3. 75 of the 80-man Supreme Military Council were killed

4. 14 of the 16 army commanders, & nearly 2/3 of the 280 divisional commanders were removed.

5. ½ of the commissioned officer corps, 35,000 in total, were either imprisoned or shot.

6. In the Navy, all the serving admirals of the fleet were shot & thousands of naval officers were sent to labor camps.

7. In the Air Force, only 1 of its senior commanders survived the purges. a) The purges left all 3 services seriously undermanned & staffed by inexperienced or incompetent replacements.

b) These purges were the strongest evidence that Stalin had lost touch with reality.

F. The purge of the people (Why did the purges continue?)

1. They were used to enforce the FYPs, and keep the regions and nationalities into total subordination of

Stalin.

2. The show trials were repeated in all parts of Russia.

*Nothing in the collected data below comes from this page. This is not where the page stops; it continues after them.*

PR #263, opened 2019-10-01
222: Add default image to meta and fix other properties

### LINKED ISSUE #222: Add default image for OG image link fallback
The Open Graph meta tags currently feature an image link where possible, using either the Card image if configured, falling back to the Page's image, if configured. 

However, there's no image shown if neither of the above is configured.

Might be good to have a sensible default image.

dcgauld:
Currently blocked on #249.

This changeset adds a default social image to meta tags, and ensures that relevant meta properties are pulled through from Wagtail fields correctly.

(Resolves #222)

## Key changes:

- Add a placeholder image when no main or card image is uploaded.
- Ensures a valid description is pulled through from pages where possible (including article intros).
- Pull through keywords correctly (not used much nowadays but still potentially useful).


developerportal/templates/atoms/social-meta.html
```diff
@@ -1,31 +1,37 @@
...
-    <meta property="og:image:width" content="{{ image.width }}">
-    <meta property="og:image:height" content="{{ image.height }}">
-  {% endif %}
+{% static "img/placeholders/article.jpg" as fallback_image_url %}
+{% if page.card_image %}
+  {% image page.card_image width-1200 as image %}
+{% elif page.image %}
+  {% image page.image width-1200 as image %}
 {% endif %}
+<meta property="og:image" content="{{ base_url }}{% if image %}{{ image.url }}{% else %}{{ fallback_image_url }}{% endif %}">
```
stevejalim: Nit: could we use the `firstof` tag here instead of the `if...else`?

developerportal/templates/atoms/social-meta.html
```diff
@@ -1,31 +1,37 @@
...
+<meta property="og:image:width" content="{% if image %}{{ image.width }}{% else %}960{% endif %}">
```
stevejalim: Super nitpick: if the article.jpg placeholder is recut or replaced at any point, these would become invalid. Maybe defining them along with the `fallback_image_url` a few lines above would at least put all the things that might need to be tweaked adjacent to each other. 

See what I mean about super-nit-picky? 😄 Feel free to skip if you disagree

developerportal/templates/atoms/social-meta.html
dcgauld: Good catch, thanks!

developerportal/templates/atoms/social-meta.html
dcgauld: I've added some variables for the width/height with `{% with %}`. Not sure if this is what you were meaning, but let me know!

PR #268, opened 2019-10-01
137: Prevent past events from showing in resource lists

### LINKED ISSUE #137: Ensure that past events are not displayed
## Current state

Stakeholder comments say that 
> Events will not discoverable after the event date has passed

However, there doesn't yet appear to be support for this.

## Suggested solution

* Add support for only showing today-and-future events. 
  * Server time is UTC, which presents a challenge. We could hack around it and use JS to set a cookie value, which we read server-side, but that's messy and not robust (eg, won't work if a user goes straight to the page, so there's no opportunity to trigger the JS to first stash the TZ in the cookie before needing to render the page which would need to know the TZ).
  * Simplest fix might just be to show 'yesterday-to-future' events -- stakeholder confirmation needed.

dcgauld:
This changeset prevents past events from being shown within the events resource lists.

(Resolves #137)

## Key changes:

- Add filter to only return future events within resource lists.
- Move "no resource" logic into filter list component, and add specific message support.

## How to test

- Add events, one future and one past, and check that only the future one is shown in the event list.
- Change the future event's start date to the past and make sure the events directory is empty.

### DIFF
--- a/developerportal/apps/events/models.py
+++ b/developerportal/apps/events/models.py
@@ -139,7 +139,7 @@ class Events(Page):
     @property
     def events(self):
         """Return events in chronological order"""
-        return get_combined_events(self)
+        return get_combined_events(self, start_date__gte=datetime.date.today())
 
     def get_filters(self):
         from ..topics.models import Topic
@@ -330,7 +330,7 @@ class Event(Page):
     @property
     def is_upcoming(self):
         """Returns whether an event is in the future."""
-        return self.start_date > datetime.date.today()
+        return self.start_date >= datetime.date.today()
 
     @property
     def primary_topic(self):
--- a/developerportal/templates/organisms/filter-list.html
+++ b/developerportal/templates/organisms/filter-list.html
@@ -4,39 +4,45 @@
       {% include "atoms/pattern.html" %}
     </div>
     <div class="container">
-      <div class="filter-list-content">
-        <aside class="filter-list-sidebar">
-          <details class="filter-list-sidebar-content filter-list-sidebar-content-mobile">
-            <summary>Filter</summary>
-            {% include "molecules/filter-form.html" with resources=resources filters=filters initial_resources=initial_resources resources_per_page=resources_per_page %}
-          </details>
-          <div class="filter-list-sidebar-content filter-list-sidebar-content-desktop">
-            {% include "molecules/filter-form.html" with resources=resources filters=filters initial_resources=initial_resources resources_per_page=resources_per_page %}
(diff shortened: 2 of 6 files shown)


developerportal/apps/events/models.py
```diff
@@ -330,7 +330,7 @@ class Event(Page):
     @property
     def is_upcoming(self):
         """Returns whether an event is in the future."""
-        return self.start_date > datetime.date.today()
+        return self.start_date >= datetime.date.today()
```
liamnewmarch: This makes sense to stay as `start_date` (as opposed to the filtering above) but, being really pedantic, I think we should go back to `>`.

developerportal/apps/events/models.py
```diff
@@ -139,7 +139,7 @@ def get_context(self, request):
     @property
     def events(self):
         """Return events in chronological order"""
-        return get_combined_events(self)
+        return get_combined_events(self, start_date__gte=datetime.date.today())
```
liamnewmarch: Now that I think about it, maybe we should be filtering on `end_date` here? i.e. filtering out events which have finished, rather than those which have started.

developerportal/templates/organisms/filter-list.html
```diff
@@ -4,39 +4,45 @@
...
+            </div>
+            <div class="filter-list-actions" id="js-filter-list-actions">
+              <button class="mzp-c-button" id="js-filter-list-action-next-page" type="button">See more</button>
+            </div>
           </div>
         </div>
-      </div>
+      {% else %}
+        <div class="filter-list-no-results">
+          <h2>{{ no_resources_message|default:"No resources found" }}</h2>
```
liamnewmarch: Nice, I like this pattern.

developerportal/apps/events/models.py
stevejalim: I get what you're saying, but I think we can live with `>=` given that "today" is quite a bunch of waking hours across the globe, yeah?

developerportal/apps/events/models.py
stevejalim: Is now a decent time to slot in some tests for these methods?

dcgauld: Yeah, great points. I'll get on these in a bit!

liamnewmarch: We’ve agreed to stick with `start_date` for now and raise a ticket to use `end_date` and possibly make it required (discussion needed?) I’m writing tests for this method now, thanks!

PR #269, opened 2019-10-01
Use correct check for icons within featured items

dcgauld:
This changeset fixes an incorrect external item check for featured card icons.


dcgauld:
Good shout, will do. Thanks!

Issue #267, opened 2019-10-01
Ops: add Celery worker to consume static-build tasks


stevejalim:
When merged, https://github.com/mdn/developer-portal/pull/256 will support for async baking and syncing of the site to S3, via Celery.

Celery needs Redis, which has been added in PR https://github.com/mdn/developer-portal/pull/261 so it will be able to put jobs into the queue.

What we need as a follow-up (and this is maybe until #256 is merged, because it adds `celery` and a specific `worker` container, for instance) is a worker process that consumes the queued Celery tasks. The `docker-compose.yml` in #256 shows how to invoke it. 

Please do ping me if you have any questions!

PR #277, opened 2019-10-02
Added celery worker

limed:
Adds celery worker pods

(Resolves part of #267)

## Key changes:

- Adding celery worker pods


limed:
I accidently broke this PR so I'm resubmitting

3. This was accompanied by a wide-ranging purge of the legal & academic professions.

4. Polish & German revolutionary exiles were rounded up in scores, & many of them were imprisoned or executed.

G. Mass repression

1. Terror was elevated into a method of government

2. In terms of #s, the greatest impact the purges had was on the middle & lower ranks of Soviet society.

3. This was not an accidental outcome.

a) From 1937-8 Yezhov deliberately followed a policy of mass repression

b) The Yezhovschina involved NKVD squads going into a rang of selected localities, arresting & dragging off hundreds of inhabitants to be executed. i) Killings carried out in specially prepared NKVD zones

H. Quotas

1. Quotas of victims to be arrested were laid down like industrial production targets. i) People no longer regarded as individuals ii) No appeal against sentence/ death sentence must be “carried out immediately” iii) innocence & guilt lost all meaning

2. Terror of ordinary people was to frighten the USSR’s national minorities into abandoning any thoughts of challenging Moscow’s control & force full acceptance of the industrial program.

i) Brother turned in brother, husband turned in wife, etc… Why?